Out of all the lines below, count those with the word "maxentile". Give the number only.

RECORDS SHOWN:
╭──
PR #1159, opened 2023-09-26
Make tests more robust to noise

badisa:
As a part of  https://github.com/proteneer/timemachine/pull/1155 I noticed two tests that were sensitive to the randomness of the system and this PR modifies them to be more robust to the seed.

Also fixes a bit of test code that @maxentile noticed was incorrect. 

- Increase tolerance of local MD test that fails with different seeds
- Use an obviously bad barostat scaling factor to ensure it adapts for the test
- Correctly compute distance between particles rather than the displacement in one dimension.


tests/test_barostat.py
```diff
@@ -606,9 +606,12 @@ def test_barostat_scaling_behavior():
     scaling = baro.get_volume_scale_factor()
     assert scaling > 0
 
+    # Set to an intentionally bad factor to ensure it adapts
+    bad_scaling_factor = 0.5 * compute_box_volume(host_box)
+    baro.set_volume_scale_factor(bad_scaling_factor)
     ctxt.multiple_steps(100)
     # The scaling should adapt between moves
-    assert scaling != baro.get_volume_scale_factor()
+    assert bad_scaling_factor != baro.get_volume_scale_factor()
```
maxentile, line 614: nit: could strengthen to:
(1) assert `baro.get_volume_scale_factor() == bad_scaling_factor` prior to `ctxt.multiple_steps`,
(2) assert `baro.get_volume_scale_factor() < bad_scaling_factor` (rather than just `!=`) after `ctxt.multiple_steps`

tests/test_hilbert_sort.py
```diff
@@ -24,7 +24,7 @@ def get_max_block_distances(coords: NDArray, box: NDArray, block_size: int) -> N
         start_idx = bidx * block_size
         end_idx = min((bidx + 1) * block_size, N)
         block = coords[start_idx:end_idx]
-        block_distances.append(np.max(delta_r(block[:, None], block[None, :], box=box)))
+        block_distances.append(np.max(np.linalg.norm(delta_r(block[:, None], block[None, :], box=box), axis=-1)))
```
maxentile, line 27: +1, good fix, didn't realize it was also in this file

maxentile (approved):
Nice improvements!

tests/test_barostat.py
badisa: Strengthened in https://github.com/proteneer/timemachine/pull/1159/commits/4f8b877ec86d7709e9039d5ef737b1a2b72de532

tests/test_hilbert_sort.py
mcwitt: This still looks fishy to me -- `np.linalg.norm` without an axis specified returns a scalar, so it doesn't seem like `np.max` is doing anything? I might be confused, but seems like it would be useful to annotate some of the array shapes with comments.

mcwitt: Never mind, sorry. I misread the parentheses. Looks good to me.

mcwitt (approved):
╰──
╭──
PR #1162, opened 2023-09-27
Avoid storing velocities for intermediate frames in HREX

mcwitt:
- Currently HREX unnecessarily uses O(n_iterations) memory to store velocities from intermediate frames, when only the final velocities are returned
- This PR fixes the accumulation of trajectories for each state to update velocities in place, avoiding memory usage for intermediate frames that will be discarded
╰──
╭──
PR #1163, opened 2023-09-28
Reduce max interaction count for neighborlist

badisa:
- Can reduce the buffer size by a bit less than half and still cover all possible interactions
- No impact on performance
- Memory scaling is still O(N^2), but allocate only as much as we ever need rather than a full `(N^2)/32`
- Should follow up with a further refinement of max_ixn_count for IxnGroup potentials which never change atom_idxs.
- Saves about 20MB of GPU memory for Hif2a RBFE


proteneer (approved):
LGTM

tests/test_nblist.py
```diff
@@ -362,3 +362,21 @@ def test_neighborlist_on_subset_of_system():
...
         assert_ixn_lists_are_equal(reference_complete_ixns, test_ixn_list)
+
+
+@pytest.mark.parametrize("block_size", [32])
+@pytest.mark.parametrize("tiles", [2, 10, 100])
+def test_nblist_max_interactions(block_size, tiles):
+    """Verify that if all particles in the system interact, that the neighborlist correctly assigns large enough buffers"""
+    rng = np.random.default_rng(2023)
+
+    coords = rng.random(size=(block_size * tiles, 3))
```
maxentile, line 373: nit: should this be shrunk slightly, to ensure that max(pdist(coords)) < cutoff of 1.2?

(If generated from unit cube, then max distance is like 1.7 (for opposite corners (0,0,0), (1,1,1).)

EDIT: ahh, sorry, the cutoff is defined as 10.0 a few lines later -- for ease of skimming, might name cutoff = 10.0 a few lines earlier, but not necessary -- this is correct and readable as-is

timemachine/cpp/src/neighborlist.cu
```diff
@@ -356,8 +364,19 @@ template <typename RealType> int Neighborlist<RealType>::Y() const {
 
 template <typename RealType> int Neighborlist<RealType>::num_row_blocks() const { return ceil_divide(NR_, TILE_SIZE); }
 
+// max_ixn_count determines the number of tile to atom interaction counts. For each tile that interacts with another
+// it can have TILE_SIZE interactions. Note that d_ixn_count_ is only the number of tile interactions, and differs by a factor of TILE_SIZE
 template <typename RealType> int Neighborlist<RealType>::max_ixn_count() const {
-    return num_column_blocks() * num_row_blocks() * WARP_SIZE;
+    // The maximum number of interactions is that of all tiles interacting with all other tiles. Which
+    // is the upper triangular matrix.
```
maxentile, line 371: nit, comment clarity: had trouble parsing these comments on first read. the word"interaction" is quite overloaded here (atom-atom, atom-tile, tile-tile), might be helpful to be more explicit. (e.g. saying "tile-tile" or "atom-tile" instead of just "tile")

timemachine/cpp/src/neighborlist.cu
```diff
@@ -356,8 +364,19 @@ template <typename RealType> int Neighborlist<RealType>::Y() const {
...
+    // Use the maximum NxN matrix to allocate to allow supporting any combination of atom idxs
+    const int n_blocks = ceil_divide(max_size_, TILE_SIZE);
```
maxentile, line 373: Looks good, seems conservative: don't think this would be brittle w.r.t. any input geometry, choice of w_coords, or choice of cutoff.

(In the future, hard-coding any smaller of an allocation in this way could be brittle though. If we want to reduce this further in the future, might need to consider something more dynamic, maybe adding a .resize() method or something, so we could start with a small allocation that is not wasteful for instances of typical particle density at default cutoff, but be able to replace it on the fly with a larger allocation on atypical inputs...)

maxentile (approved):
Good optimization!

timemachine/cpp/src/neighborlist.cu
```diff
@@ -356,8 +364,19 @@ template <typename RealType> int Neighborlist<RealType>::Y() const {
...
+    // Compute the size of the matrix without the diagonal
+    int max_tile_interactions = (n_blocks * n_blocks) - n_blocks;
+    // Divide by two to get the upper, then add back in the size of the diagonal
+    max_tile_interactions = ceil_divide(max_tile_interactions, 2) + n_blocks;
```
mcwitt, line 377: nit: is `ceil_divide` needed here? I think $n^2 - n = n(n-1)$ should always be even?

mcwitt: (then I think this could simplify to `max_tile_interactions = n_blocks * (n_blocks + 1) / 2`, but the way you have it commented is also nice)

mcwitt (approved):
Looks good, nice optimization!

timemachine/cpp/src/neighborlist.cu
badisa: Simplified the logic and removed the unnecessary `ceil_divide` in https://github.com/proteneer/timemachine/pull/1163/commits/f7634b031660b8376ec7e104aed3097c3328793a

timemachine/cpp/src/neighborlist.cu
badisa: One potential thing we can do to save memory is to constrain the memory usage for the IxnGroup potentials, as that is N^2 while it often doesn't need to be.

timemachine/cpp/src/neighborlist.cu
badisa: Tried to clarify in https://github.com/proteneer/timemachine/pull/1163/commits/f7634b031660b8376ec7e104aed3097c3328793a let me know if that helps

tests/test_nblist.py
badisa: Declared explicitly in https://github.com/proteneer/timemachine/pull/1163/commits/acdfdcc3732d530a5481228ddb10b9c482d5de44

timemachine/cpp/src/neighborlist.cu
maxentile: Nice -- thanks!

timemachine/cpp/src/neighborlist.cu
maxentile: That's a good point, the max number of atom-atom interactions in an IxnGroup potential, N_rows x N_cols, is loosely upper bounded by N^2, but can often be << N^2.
╰──
EXERCISE SOLUTION: 10